Осокин рассказал, как в руки начальника ОУР попала редкая книга.
— За этой книгой, между прочим, человек стоит, — включился в разговор Алексей Павлович. — И, думаю, весьма для нас важный. Только вот незадача — как его разыскать…
В книге не оказалось штампа. О ее библиотечной принадлежности говорили лишь кармашек на обратной стороне обложки и написанные чернилами номера. Если установить, где и кем она взята, можно узнать, как она попала к Коркину.
— Придется тебе, Николай Иванович, этим заняться, — сказал Миронов Осокину. Он перевернул очередную страничку и вдруг инстинктивно откинулся назад: так бывает, когда человек увидит что-то необычное и не поверит собственным глазам. На пожелтевшем, отливавшем глянцем листе лежал клочок серой бумаги. Это был счет ресторана «Витязь».
— А вот еще одна зацепка, — сказал Алексей Павлович, показывая находку следователю. — Счет свежий, вчерашний.
Миронов взял в руки микрофон и связался с дежурным.
— Вызовите Макса Коркина в управление, — распорядился он.
«Там и тут Макс, — размышлял Миронов. — Что, если это одно и то же лицо? Очень даже может быть. Кстати, и там, и тут «Волга». Причем гранатового цвета. Любопытно, весьма любопытно…»
Макс Коркин заметно осунулся, под глазами появились темные круги.
— Я же написал заявление, на все вопросы ответил, — недоумевал он.
— Понимаете, некоторые обстоятельства заставили еще раз с вами встретиться, — разъяснил Миронов.
— Какие еще обстоятельства? — Густые брови парня сдвинулись. — Уж не подозреваете ли вы меня в угоне собственной машины? Не зря, выходит, говорят, что милиция может объявить преступником кого ей заблагорассудится, если ей не удается напасть на след…
Он как-то неестественно дернулся, оборвал фразу.
— Что же вы, договаривайте, — подбодрил Миронов и добавил — Если не удастся найти преступника.
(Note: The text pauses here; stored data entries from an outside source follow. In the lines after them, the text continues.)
PR #315, opened 2022-09-12
Add test coverage, include in build artifacts and document

tpmcgowan:
Run test coverage report by default (only seems to add a couple of seconds). Include the reports in build artefacts on CIrcleCI for reference. Document where to find these.


psoleckimoj (approved):
LGTM!

PR #317, opened 2022-09-12
VB-1084: Standardise back to start button text

tpmcgowan:
Use same wording for buttons in various places that take user back to the 'home' page. (Arose as part of discussions on VB-1084.)


psoleckimoj (approved):
LGTM!

PR #517, opened 2023-03-09
VB-1430 Refactor data access layer dependencies

tpmcgowan:
First step to incorporating the changes in the template app (https://github.com/ministryofjustice/hmpps-template-typescript/pull/106) that move to using a services container and remove the standard router.

This preliminary change refactors data access layer dependencies so they can be used in a subsequent PR to wire up a services container.

Also includes changes from https://github.com/ministryofjustice/hmpps-template-typescript/pull/120 to move `dotenv` to be a dev dependency and ensures app insights is started correctly.


server/data/whereaboutsApiClient.test.ts
```diff
@@ -0,0 +1,44 @@
+import nock from 'nock'
```
tpmcgowan, line 1: Added missing test!

server/data/prisonApiClient.test.ts
```diff
@@ -1,20 +1,25 @@
...
   const token = 'token-1'
 
   beforeEach(() => {
     fakePrisonApi = nock(config.apis.prison.url)
-    client = prisonApiClientBuilder(token)
+    prisonApiClient = new PrisonApiClient(token)
   })
 
   afterEach(() => {
+    if (!nock.isDone()) {
```
tpmcgowan, line 18: Saw this `afterEach()` check on some other projects; looked useful so added to each API client test.

server/data/prisonApiClient.ts
```diff
@@ -7,20 +7,17 @@ import {
...
-
-class PrisonApiClient {
-  constructor(private readonly restclient: RestClient) {}
+  constructor(token: string) {
+    this.restClient = new RestClient('prisonApiClient', config.apis.prison as ApiConfig, token)
+  }
 
-  getBookings(offenderNo: string, prisonId: string): Promise<PagePrisonerBookingSummary> {
-    return this.restclient.get({
+  async getBookings(offenderNo: string, prisonId: string): Promise<PagePrisonerBookingSummary> {
```
tpmcgowan, line 19: Noticed that methods on all our API clients were quite inconsistent as to whether they were marked `async` or not. Added to them all as I assumed they should be 🤔 - does that seem correct?

psoleckimoj: Seems fine to me. I think they're almost not explicitly `async` but actually are through what's calling them so looks fine to me.

psoleckimoj (approved):
LGTM!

Это вы хотели сказать?
— Да, именно это, — ответил Коркин. — Вы вместо розыска моей машины пытаетесь приписать мне преступление, которого я не совершал. Иначе за каким чертом я вам понадобился?
— Не стоит, молодой человек, поминать черта, — сказал Миронов. — Я пригласил вас в качестве свидетеля. Согласно закону, вы обязаны ответить на все интересующие следствие вопросы. Причем ответить правдиво, ибо за дачу ложных показаний можете быть привлечены к уголовной ответственности.
Коркин с холодным пренебрежением посмотрел на майора. Потом его взгляд задержался на пачке сигарет, лежавших на столе. Рядом — бланк протокола, который должен зафиксировать разговор, ведущийся через стол. Разговор трудный, дыхание в дыхание.
С появлением на свет Макс был приучен родителями к такому порядку: если что-то существует в мире хотя бы даже в единственном экземпляре, то должно принадлежать ему. С каких-то пор он прочно усвоил, что ему все можно, все доступно, что он принадлежит к «своим». В отличие от «чужих» он купался в изобилии, ездил на «Волге» в школу, на тренировки, носил все самое модное, импортное. Воспитывал в себе властелина. Знал, чего хочет, имел цель, кратчайший путь к которой — прямая, без остановок.